[gmx-users] Protein-POPC bilayer
Shima Arasteh
shima_arasteh2001 at yahoo.com
Fri Aug 17 05:35:23 CEST 2012
In "2.1.6. Membrane bilayer construction" part of the article you mentioned:
Asingle POPC molecule is parameterized using a
CHARMM36 force field conversion for GROMACS7. The result-
ing system,which consists of around 238 lipids is then equilibrated
for at least 50 ns at 310 K and 1 atm under NPT ensemble with
anisotropic pressure coupling or until the are a per lipid converges
close to the consensus value of around 63–65Å per headgroup.
This is where I asked the question about.
Thanks.
Sincerely,
Shima
----- Original Message -----
From: Peter C. Lai <pcl at uab.edu>
To: Shima Arasteh <shima_arasteh2001 at yahoo.com>; Discussion list for GROMACS users <gmx-users at gromacs.org>
Cc:
Sent: Friday, August 17, 2012 7:17 AM
Subject: Re: [gmx-users] Protein-POPC bilayer
Here is my MDP file I use for POPC work for NPT-after-NVT equilibration,
in caes you lost it from the time before:
You can choose to use V-rescale and Berendsen if you want but the Nose-Hoover/
Parinello-Rahman with the paraeters below was stable for me with 238 POPC
and 21524 water.
integrator = md ; leap-frog integrator
nsteps = 2500000 ; 2 * 50000 = 100 ps
dt = 0.002 ; 2 fs
; Output control
nstxout = 1000 ; save coordinates every 0.2 ps
nstvout = 1000 ; save velocities every 0.2 ps
nstenergy = 100 ; save energies every 0.2 ps
nstlog = 100 ; update log file every 0.2 ps
continuation = yes ; NOT first dynamics run
constraint_algorithm = lincs ; holonomic constraints
constraints = h-bonds ; all bonds (even heavy atom-H bonds) constrained
lincs_iter = 1 ; accuracy of LINCS
lincs_order = 4 ; also related to accuracy
; Neighborsearching
ns_type = grid ; search neighboring grid cells
nstlist = 5 ; 10 fs
rlist = 1.2 ; short-range neighborlist cutoff (in nm)
rlistlong = 1.4
rcoulomb = 1.2 ; short-range electrostatic cutoff (in nm)

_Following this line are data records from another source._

PR #4861, opened 2025-12-20
FFTW: Always initialize FFTW for users when OMP is on

### LINKED ISSUE #4856: AMReX FFT: FFTW w/ OpenMP Threads
In our FFTW wrapper in WarpX/ABLASTR, we support threads.
It seems AMReX does not support OpenMP/threads with FFTW yet.

ABLASTR: https://github.com/BLAST-WarpX/warpx/blob/25.12/Source/ablastr/math/fft/WrapFFTW.cpp#L44-L52
AMReX: https://github.com/AMReX-Codes/amrex/blob/25.12/Src/FFT/AMReX_FFT_Helper.H#L285-L304

This causes simulations with few/single boxes to not make use of CPU threads:
Re: https://github.com/orgs/BLAST-ImpactX/discussions/1245

WeiqunZhang:
Close #4856

### DIFF
--- a/Src/FFT/AMReX_FFT.H
+++ b/Src/FFT/AMReX_FFT.H
@@ -29,7 +29,8 @@ namespace amrex
     inline void Finalize_FFT () { amrex::Finalize_minimal(); }
 }
 
-namespace amrex::FFT
+//! Not to be called the user
+namespace amrex::FFT::detail
 {
     void Initialize ();
     void Finalize ();
--- a/Src/FFT/AMReX_FFT.H
+++ b/Src/FFT/AMReX_FFT.H
@@ -29,7 +29,7 @@ namespace amrex
     inline void Finalize_FFT () { amrex::Finalize_minimal(); }
 }
 
-//! Not to be called the user
+//! Not to be called by the user
 namespace amrex::FFT::detail
 {
     void Initialize ();
--- a/Src/FFT/AMReX_FFT.cpp
+++ b/Src/FFT/AMReX_FFT.cpp
@@ -18,7 +18,7 @@ void Initialize ()
 {
     if (s_initialized == 0)
     {
-#if defined(AMREX_USE_HIP)
+#if defined(AMREX_USE_HIP) && defined(AMREX_USE_FFT)
         AMREX_ROCFFT_SAFE_CALL(rocfft_setup());
 #elif !defined(AMREX_USE_GPU) && defined(AMREX_USE_OMP) && defined(AMREX_USE_FFT)
         fftw_init_threads();
@@ -39,7 +39,7 @@ void Finalize ()
     {
         Clear();
 
-#if defined(AMREX_USE_HIP)
+#if defined(AMREX_USE_HIP) && defined(AMREX_USE_FFT)
         AMREX_ROCFFT_SAFE_CALL(rocfft_cleanup());
 #elif !defined(AMREX_USE_GPU) && defined(AMREX_USE_OMP) && defined(AMREX_USE_FFT)
         fftw_cleanup_threads();
@@ -99,7 +99,7 @@ DistributionMapping make_iota_distromap (Long n)
     return DistributionMapping(std::move(pm));
 }
 
-#ifdef AMREX_USE_HIP
+#if defined(AMREX_USE_HIP) && defined(AMREX_USE_FFT)
 void hip_execute (rocfft_plan plan, void **in, void **out)
 {
     rocfft_execution_info execinfo = nullptr;
--- a/Src/FFT/AMReX_FFT.cpp
+++ b/Src/FFT/AMReX_FFT.cpp
@@ -1,44 +1,53 @@
 #include <AMReX_FFT.H>
 #include <AMReX_FFT_Helper.H>
+#include <AMReX_OpenMP.H>
 
 #include <map>
 
-namespace amrex::FFT
+namespace amrex::FFT::detail
 {
 
 namespace
 {
-    bool s_initialized = false;
+    long long s_initialized = 0;
     std::map<Key, PlanD> s_plans_d;
     std::map<Key, PlanF> s_plans_f;
 }
 
 void Initialize ()
 {
-    if (!s_initialized)
+    if (s_initialized == 0)
     {
-        s_initialized = true;
-
-#if defined(AMREX_USE_HIP) && defined(AMREX_USE_FFT)
+#if defined(AMREX_USE_HIP)
         AMREX_ROCFFT_SAFE_CALL(rocfft_setup());
+#elif !defined(AMREX_USE_GPU) && defined(AMREX_USE_OMP)
+        fftw_init_threads();
+        fftwf_init_threads();
+        fftw_plan_with_nthreads(amrex::OpenMP::get_max_threads());
+        fftwf_plan_with_nthreads(amrex::OpenMP::get_max_threads());
 #endif
     }
 
-    amrex::ExecOnFinalize(amrex::FFT::Finalize);
+    ++s_initialized;
+
+    amrex::ExecOnFinalize(amrex::FFT::detail::Finalize);
 }
 
 void Finalize ()
 {
-    if (s_initialized)
+    if (s_initialized == 1)
     {
-        s_initialized = false;
-
         Clear();
 
-#if defined(AMREX_USE_HIP) && defined(AMREX_USE_FFT)
+#if defined(AMREX_USE_HIP)
         AMREX_ROCFFT_SAFE_CALL(rocfft_cleanup());
+#elif !defined(AMREX_USE_GPU) && defined(AMREX_USE_OMP)
+        fftw_cleanup_threads();
+        fftwf_cleanup_threads();
 #endif
     }
+
+    if (s_initialized > 0) { --s_initialized; }
 }
 
 void Clear ()
@@ -79,11 +88,6 @@ void add_vendor_plan_f (Key const& key, PlanF plan)
 {
     s_plans_f[key] = plan;
 }
-
-}
-
-namespace amrex::FFT::detail
-{
 
 DistributionMapping make_iota_distromap (Long n)
 {
--- a/Src/FFT/AMReX_FFT.cpp
+++ b/Src/FFT/AMReX_FFT.cpp
@@ -20,7 +20,7 @@ void Initialize ()
     {
 #if defined(AMREX_USE_HIP)
         AMREX_ROCFFT_SAFE_CALL(rocfft_setup());
-#elif !defined(AMREX_USE_GPU) && defined(AMREX_USE_OMP)
+#elif !defined(AMREX_USE_GPU) && defined(AMREX_USE_OMP) && defined(AMREX_USE_FFT)
         fftw_init_threads();
         fftwf_init_threads();
         fftw_plan_with_nthreads(amrex::OpenMP::get_max_threads());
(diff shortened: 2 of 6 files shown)


Src/FFT/AMReX_FFT.cpp
```diff
@@ -1,44 +1,53 @@
...
 {
-    if (!s_initialized)
+    if (s_initialized == 0)
     {
-        s_initialized = true;
-
-#if defined(AMREX_USE_HIP) && defined(AMREX_USE_FFT)
+#if defined(AMREX_USE_HIP)
         AMREX_ROCFFT_SAFE_CALL(rocfft_setup());
+#elif !defined(AMREX_USE_GPU) && defined(AMREX_USE_OMP)
```
ax3l: I think this also needs a `defined(AMREX_USE_FFT)` guard here, otherwise AMReX compiled for CPU will require FFTW to be present, no?
```suggestion
#elif !defined(AMREX_USE_GPU) && defined(AMREX_USE_OMP) && defined(AMREX_USE_FFT)
```

Src/FFT/AMReX_FFT.cpp
```diff
@@ -1,44 +1,53 @@
...
+    if (s_initialized == 1)
     {
-        s_initialized = false;
-
         Clear();
 
-#if defined(AMREX_USE_HIP) && defined(AMREX_USE_FFT)
+#if defined(AMREX_USE_HIP)
         AMREX_ROCFFT_SAFE_CALL(rocfft_cleanup());
+#elif !defined(AMREX_USE_GPU) && defined(AMREX_USE_OMP)
```
ax3l: As above?
```suggestion
#elif !defined(AMREX_USE_GPU) && defined(AMREX_USE_OMP) && defined(AMREX_USE_FFT)
```

Src/FFT/AMReX_FFT.cpp
```diff
@@ -1,44 +1,53 @@
...
 void Initialize ()
 {
-    if (!s_initialized)
+    if (s_initialized == 0)
     {
-        s_initialized = true;
-
-#if defined(AMREX_USE_HIP) && defined(AMREX_USE_FFT)
+#if defined(AMREX_USE_HIP)
         AMREX_ROCFFT_SAFE_CALL(rocfft_setup());
```
ax3l, line 22: I think it would be awesome if for cufft/rocfft/FFTW, AMReX checks if they were already externally initialized. If yes, then AMReX does neither init nor finalize them, making AMReX more compatible in complex downstream combinations.

Tools/GNUMake/Make.defs
```diff
@@ -634,6 +634,9 @@ ifeq ($(USE_FFT),TRUE)
       LIBRARY_LOCATIONS += $(FFTW_HOME)/lib
       LIBRARIES += -Wl,-rpath,$(FFTW_HOME)/lib
     endif
+    ifeq ($(USE_OMP),TRUE)
+      LIBRARIES += -lfftw3f_omp -lfftw3_omp
```
ax3l, line 638: There are two ways in FFTW to have threading support: OpenMP and a threads implementation. I have only used the OpenMP one so far, too.

Currently, the CMake logic does treat this quite liberal: [link if found](https://github.com/AMReX-Codes/amrex/blob/26.01/Tools/CMake/FindAMReXFFTW.cmake#L71-L76).

I think we should decide: do we want to *force* an OpenMP/thread-enabled FFTW when AMReX is build with OpenMP (and otherwise error)? This is what the GNUmake logic does now.
While technically not needed, I think that could be a sensible requirement to avoid confusing users that expect OpenMP threading in their FFT computations when they enable it in AMReX. For that, we just need to add an `else()` branch with a `message(FATAL_ERROR ...)` in the above link if not found for OpenMP-enabled AMReX.

Src/FFT/AMReX_FFT.cpp
```diff
@@ -1,44 +1,53 @@
...
+#elif !defined(AMREX_USE_GPU) && defined(AMREX_USE_OMP)
+        fftw_init_threads();
+        fftwf_init_threads();
+        fftw_plan_with_nthreads(amrex::OpenMP::get_max_threads());
```
ax3l, line 26: I think we also need a path here for:
+ AMReX is on CPU
+ AMReX uses no OpenMP

and init/finalize FFTW in that case w/o threads...?

ax3l (changes requested):
Thank you! This looks great, but I have a few questions about:
- external init/finalize
- small update to third-party requirements (CMake)
- macro guards w/o FFT option enabled

Probably all quick to resolve next week :)

Src/FFT/AMReX_FFT.cpp
WeiqunZhang: We did not really need to do that because we would not include this cpp file in build if AMREX_USE_FFT is not define. But for consistency, we should add that.

Src/FFT/AMReX_FFT.cpp
WeiqunZhang: The problem is such functions do not exist.

Tools/GNUMake/Make.defs
WeiqunZhang: Either way is fine with me.

Src/FFT/AMReX_FFT.cpp
ax3l: Ah you are right, what a mess.
https://stackoverflow.com/a/50117333/2719194

Src/FFT/AMReX_FFT.cpp
WeiqunZhang: Init is not needed for FFTW on single process with a single thread, and it does not exist.

Tools/GNUMake/Make.defs
ax3l: Then let's force it, to avoid surprising users. I added a commit.

Src/FFT/AMReX_FFT.H
```diff
@@ -29,7 +29,8 @@ namespace amrex
     inline void Finalize_FFT () { amrex::Finalize_minimal(); }
 }
 
-namespace amrex::FFT
+//! Not to be called the user
```
ax3l:
```suggestion
//! Not to be called by the user
```

Src/FFT/AMReX_FFT.cpp
```diff
@@ -1,44 +1,53 @@
...
 {
-    if (!s_initialized)
+    if (s_initialized == 0)
     {
-        s_initialized = true;
-
-#if defined(AMREX_USE_HIP) && defined(AMREX_USE_FFT)
+#if defined(AMREX_USE_HIP)
         AMREX_ROCFFT_SAFE_CALL(rocfft_setup());
+#elif !defined(AMREX_USE_GPU) && defined(AMREX_USE_OMP) && defined(AMREX_USE_FFT)
```
ax3l, line 23: While updating CMake, I saw that I also add the `AMREX_FFTW_OMP` define, but this block is fine now, too.

Simpler would be
```suggestion
#elif defined(AMREX_FFTW_OMP)
```
and you need to set the same in GNUmake.

Src/FFT/AMReX_FFT.cpp
```diff
@@ -1,44 +1,53 @@
...
+    if (s_initialized == 1)
     {
-        s_initialized = false;
-
         Clear();
 
-#if defined(AMREX_USE_HIP) && defined(AMREX_USE_FFT)
+#if defined(AMREX_USE_HIP)
         AMREX_ROCFFT_SAFE_CALL(rocfft_cleanup());
+#elif !defined(AMREX_USE_GPU) && defined(AMREX_USE_OMP) && defined(AMREX_USE_FFT)
```
ax3l, line 44:
```suggestion
#elif defined(AMREX_FFTW_OMP)
```

Tools/GNUMake/Make.defs
ax3l, line 638: If you like to 100% mirror the CMake logic:
```suggestion
      DEFINES += -DAMREX_FFTW_OMP=1
      LIBRARIES += -lfftw3f_omp -lfftw3_omp
```

Tools/CMake/FindAMReXFFTW.cmake
```diff
@@ -54,7 +54,7 @@ endfunction()
 # Check if the found FFTW install location has an _omp library, e.g.,
 # libfftw3(f)_omp.(a|so) shipped and if yes, set the AMReX_FFTW_OMP=1 define.
```
ax3l: Ouch, the `e` should be uppercase in defines like `AMREX_FFTW_OMP`

ax3l: Fixed.

ax3l (approved):
LGTM, a small minor suggestion for a simpler/explicitly controlled FFTW w/ OpenMP macro.

Src/FFT/AMReX_FFT.cpp
```diff
@@ -1,44 +1,53 @@
...
 {
-    if (s_initialized)
+    if (s_initialized == 1)
     {
-        s_initialized = false;
-
         Clear();
 
-#if defined(AMREX_USE_HIP) && defined(AMREX_USE_FFT)
+#if defined(AMREX_USE_HIP)
```
ax3l: Bug? This line now always cleans up rocfft, even if `AMREX_USE_FFT` is set explictly off.

Src/FFT/AMReX_FFT.cpp
```diff
@@ -1,44 +1,53 @@
...
 
 void Initialize ()
 {
-    if (!s_initialized)
+    if (s_initialized == 0)
     {
-        s_initialized = true;
-
-#if defined(AMREX_USE_HIP) && defined(AMREX_USE_FFT)
+#if defined(AMREX_USE_HIP)
```
ax3l: Bug? This line now always inits rocfft, even if `AMREX_USE_FFT` is set explictly off.

Src/FFT/AMReX_FFT.cpp
ax3l: Correct, resolved.

Src/FFT/AMReX_FFT.cpp
WeiqunZhang: I actually was trying to remove AMREX_USE_FFT in this file, because it's not necessary. This file will not be included in compilation if AMREX_USE_FFT is not set. Anyway, I will update it to have a consistent style.

Src/FFT/AMReX_FFT.cpp
WeiqunZhang: But AMREX_FFTW_OMP is not defined in AMReX_Config.H.

ax3l: True, it would belong there, too.

ax3l (approved):

Src/FFT/AMReX_FFT.cpp
WeiqunZhang: My opinion is that we keep the old way to avoid a new macro.

ax3l: Agreed.

ax3l:
@WeiqunZhang I just realized if I pass `-DAMReX_FFTW_IGNORE_OMP=ON` then I allow non-threaded FFTWs to build, which means we will need an internal macro like `AMREX_FFTW_OMP` or `AMREX_USE_FFTW_OMP` after all to guard the symbols/init logic.

Will PR in #4941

rvdw = 1.2 ; short-range van der Waals cutoff (in nm)
vdwtype = switch
rvdw_switch = 0.8
; Electrostatics
coulombtype = PME ; Particle Mesh Ewald for long-range electrostatics
pme_order = 4 ; cubic interpolation
fourierspacing = 0.16 ; grid spacing for FFT
; Temperature coupling is on
tcoupl = Nose-Hoover ; modified Berendsen thermostat
tc-grps = POPC SOL ; two coupling groups - more accurate
tau_t = 0.5 0.5 ; time constant, in ps
ref_t = 300 300 ; reference temperature, one for each group, in K
pcoupl = Parrinello-Rahman ; no pressure coupling in NVT
pcoupltype = semiisotropic
tau_p = 4
ref_p = 1.01325 1.01325
compressibility = 4.5e-5 4.5e-5
; Periodic boundary conditions
pbc = xyz ; 3-D PBC
; Dispersion correction
DispCorr = no ; account for cut-off vdW scheme
; Velocity generation
gen_vel = no ; assign velocities from Maxwell distribution
;gen_temp = 300 ; temperature for Maxwell distribution
;gen_seed = -1 ; generate a random seed
nstcomm = 1
comm_mode = Linear
comm_grps = POPC SOL
On 2012-08-16 09:32:17PM -0500, Peter C. Lai wrote:
> You always use semi-isotropic for bilayer work. The Z is decoupled from x-y
> due to symmetry.
>
> I don't think I mention anything differently in the paper.
>
> Pcoupltype = semiisotropic
>
>
> On 2012-08-16 04:26:38PM -0700, Shima Arasteh wrote:
> >
> > Hi,
> >
> > I have a question about the Protein-POPC system:
> > To insert a protein in lipid bilayer, I am suggested to simulate POPC in water separately before insertion, it might decrease the time of final simulation. It's OK!
> >
> > In the article suggested me by dear Peter C. Lai, I read that POPC was simulated in anisotropic pressure coupling at first and then after insertion of protein, semi-isotropic pressure coupling is applied.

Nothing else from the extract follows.